I've had to grub out all the roots to get mine.

I'm sorta touched, but I have problems with pouring poison out around my place. I prefer axes, hoes, fire, etc.


----------



## res48 (Mar 17, 2008)

I have found that just ringing or girdling a honey locust and spraying crossbow in that area will kill them. After a year or so they burn very well standing so I often just stack some brush around them and burn. If you cut them and don't get every thorn you will have flat tires for years. Those thorns get hard.


----------



## agmantoo (May 23, 2003)

Remedy herbicide mixed with diesel fuel and hand applied with a paint brush in a band around the basal area of the trunk of the locust any time of the year, even winter, is effective. The solution must be applied in a complete band and not to the point of runoff.
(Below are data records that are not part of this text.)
PR #61, opened 2018-02-17
Add auto mode to 1up autosize (in addition to height and width).

rchrd2:
Remove the old responsiveAutofit (which is not needed anymore).

### DIFF
--- a/BookReader/BookReader.js
+++ b/BookReader/BookReader.js
@@ -109,8 +109,7 @@ function BookReader() {
 
     // Object to hold parameters related to 1up mode
     this.onePage = {
-        autofit: 'height',       // valid values are height, width, none
-        responsiveAutofit: true, // selects the value of autofit at init
+        autofit: 'auto',       // valid values are height, width, auto, none
     };
 
     // Object to hold parameters related to 2up mode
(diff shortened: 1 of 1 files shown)


BookReader/BookReader.js
```diff
@@ -1430,13 +1418,26 @@ BookReader.prototype.nextReduce = function( currentReduce, direction, reductionF
...
-    }
-
-    // Asked for specific autofit mode
-    for (var i = 0; i < reductionFactors.length; i++) {
-        if (reductionFactors[i].autofit == direction) {
-            return reductionFactors[i];
-        }
+    } else if (direction === 'auto') {
+      // Auto mode chooses the least reduction
+      var choice = null;
```
evanminto: Suggestion: Move this declaration (not the assignment, obviously) up to the top of the function to prevent hoisting confusion.

BookReader/BookReader.js
```diff
@@ -1430,13 +1418,26 @@ BookReader.prototype.nextReduce = function( currentReduce, direction, reductionF
...
+      for (var i = 0; i < reductionFactors.length; i++) {
```
evanminto: Suggestion: Same hoisting issue as above. Also see the similar `for` loop below.

BookReader/BookReader.js
```diff
@@ -1430,13 +1418,26 @@ BookReader.prototype.nextReduce = function( currentReduce, direction, reductionF
...
+              }
+          }
+      }
+      if (choice) {
+          return choice;
+      }
+    } else if (direction === 'height' || direction === 'width') {
+      // Asked for specific autofit mode
+      for (var i = 0; i < reductionFactors.length; i++) {
+          if (reductionFactors[i].autofit == direction) {
```
evanminto: Suggestion: Probably want `===` here and elsewhere.

BookReader/BookReader.js
rchrd2: Thus far, the BookReader.js file does not deal with this, so I will leave it as is.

There should be no soil contamination when applied in this manner.


----------



## fishhead (Jul 19, 2006)

Freya said:


> You could also do this and then burn the stumps.
> 
> 
> Cut all down and then goats?
> ...


That's a good alternative to chemicals. Fence it in with a good electric fence, cut them down and let the goats eat all the sprouts that pop up until they quit popping up.


----------



## Crowbar (Dec 29, 2009)

Thanks for all the good ideas. I have to cut them down because I'm rebuilding fences and in the part that is in the woods is where I'm going to build a new house and I want to save as many of the good trees as I can. I have to be careful because I have three nice springs that feed into a nice pond full of large fish. the new house will have a walk out basement onto the pond.


----------